Suppose that $S$, the relevant boundary component of $M$, is a torus. Suppose that $G$ is the given essential two-sphere in the filled manifold $N$. We isotope $G$ to have minimal intersection with $S$. All intersections $S \cap G$ are essential simple closed curves in $S$. So all of them are parallel. Set $F = M \cap G$. As you argue, $F$ is incompressible.
Suppose, for a contradiction, that $F$ is boundary compressible. Let $B \subset M$ be the given bigon boundary compressing $F$. Let $\beta = B \cap F$ and let $\beta' = B \cap S = B \cap \partial M$.

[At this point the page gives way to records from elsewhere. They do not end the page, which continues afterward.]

Issue #1297, opened 2017-11-09
Document non-painting representations (e.g. 3d, pdf, office docs, etc)


azaroth42:
There are representations of objects such as 3d models, PDFs, office documents, and so forth that are renderable to a human (sometimes in the browser, sometimes not) but are not paintable to a canvas.  It would be valuable to refer to these representations in a consistent way that would allow systems that do understand them to do something appropriate.

Proposal:  Document that `rendering` with an appropriate `type` and `format` is the appropriate place for these sorts of related representations.

tomcrane:
Yes, an explicitly call out distinctions between linking to a PDF about the object (which might be reasonably linked via annotation) and a PDF version of the object (a rendering of a canvas/range/sequence).

zimeon:
:+1:

mikeapp:
👍

edsilv:
:+1:

zimeon:
Fixed by #1382

PR #1313, opened 2017-11-17
mismatched dimensions are an error

### LINKED ISSUE #1190: Painting content/annotations to canvases without all of the dimensions is an error
This applies only to when annotated-canvas / or resource is annotated onto base-canvas, **only with the `painting` motivation**.

What should a client do in this situation, and the reverse?

Cases:
 * Base canvas has h,w,d ; annotated canvas has h,w,d = Okay
 * Base canvas has h,w,d ; annotated canvas has h,w = Okay
 * Base canvas has h,w,d ; annotated canvas has d = Okay
 * Base canvas has h,w ; annotated canvas has h,w,d = Error
 * Base canvas has h,w ; annotated canvas has h,w = Okay
 * Base canvas has h,w ; annotated canvas has d = Error
 * Base canvas has d ; annotated canvas has h,w,d = Error
 * Base canvas has d ; annotated canvas has h,w = Error
 * Base canvas has d ; annotated canvas has d = Okay

Edit from Getty AV discussion:  Any attempt to annotate a higher dimension resource onto a lower dimension resource is an error.  In order to accomplish it, a higher dimension canvas should be created and have them both annotated on to that. Requires #1191. Commentary annotations on a canvas are fine with higher dimension resources (eg video _about_ a page, rather than video that represents the page).

To expand the first `Error?` case, this would be when there's a Canvas that has only height and width, because it was intended to just capture an image plus transcription, and then a new Canvas with only duration (as an audio track, with transcription) is annotated on to it ... there's no way to align the audio canvas with the spatial canvas.  Or the second error, switch the two Canvases such that the image canvas is annotated onto the audio track canvas.

The options I think are:

* Make them error states, and require that the base canvas have all of the dimensions that the annotated canvas does
* Clients should infer the additional dimensions to the base canvas from the annotated canvas for the purposes of rendering ; Rob doesn't like this as when you have more than one conflicting annotated canvas (e.g. two different h,w canvases annotated to a duration canvas) then you can't tell which height and width should be inferred
* Other?

azaroth42:
Closes #1190 ; And towards #1297.  Specify that mismatched dimensions are an error state, with example


source/api/presentation/3.0/index.md
```diff
@@ -1074,11 +1074,11 @@ The Canvas represents an individual page or view and acts as a central point for
...
+A Canvas _MUST_ have a rectangular aspect ratio (described with the `height` and `width` properties) and/or a `duration` to provide an extent in time. These dimensions allow resources to be associated with specific regions of the Canvas, within the space and/or time extents provided. Content _MUST NOT_ be associated with space or time outside of the Canvas's dimensions, such as at coordinates below 0,0, greater than the height or width, before 0 seconds, or after the duration. Content resources that have dimensions which are not specified in the Canvas _MUST NOT_ be associated with the Canvas. For example it is an error to associate a Video resource (with height, width and duration) with a Canvas that does not have all all three dimensions. The resource can be referenced with the `rendering` property, or by Annotations with a `motivation` other than "painting", in the `annotations` property.
```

Let $\alpha$ and $\alpha'$ be the curves of $S \cap G$ which meet the corners of $B$ - that is, the points $\beta \cap \beta'$. If $\alpha = \alpha'$ then $\beta'$ is an inessential arc in $(S, \alpha)$. So $\beta'$ cuts a bigon out of $S - G$. Thus $B \cup B'$ is a compression of $F$, a contradiction.
Suppose instead that $\alpha$ and $\alpha'$ are distinct. Thus they co-bound an annulus $A$ in $S$. We choose $A$ so that $A \cap G = \alpha \cap \alpha'$. That is, there are no more curves of $G$ in $A$. Let $D$ be the disk obtained by boundary compressing $A$, along $B$, into $M$. This disk $D$ is a compressing disk for $F$ (or we can further reduce $G \cap S$). This is the desired contradiction.
If $S$ is not a torus, the argument is more involved. I will givehave given the details for that in my answer to your previous question.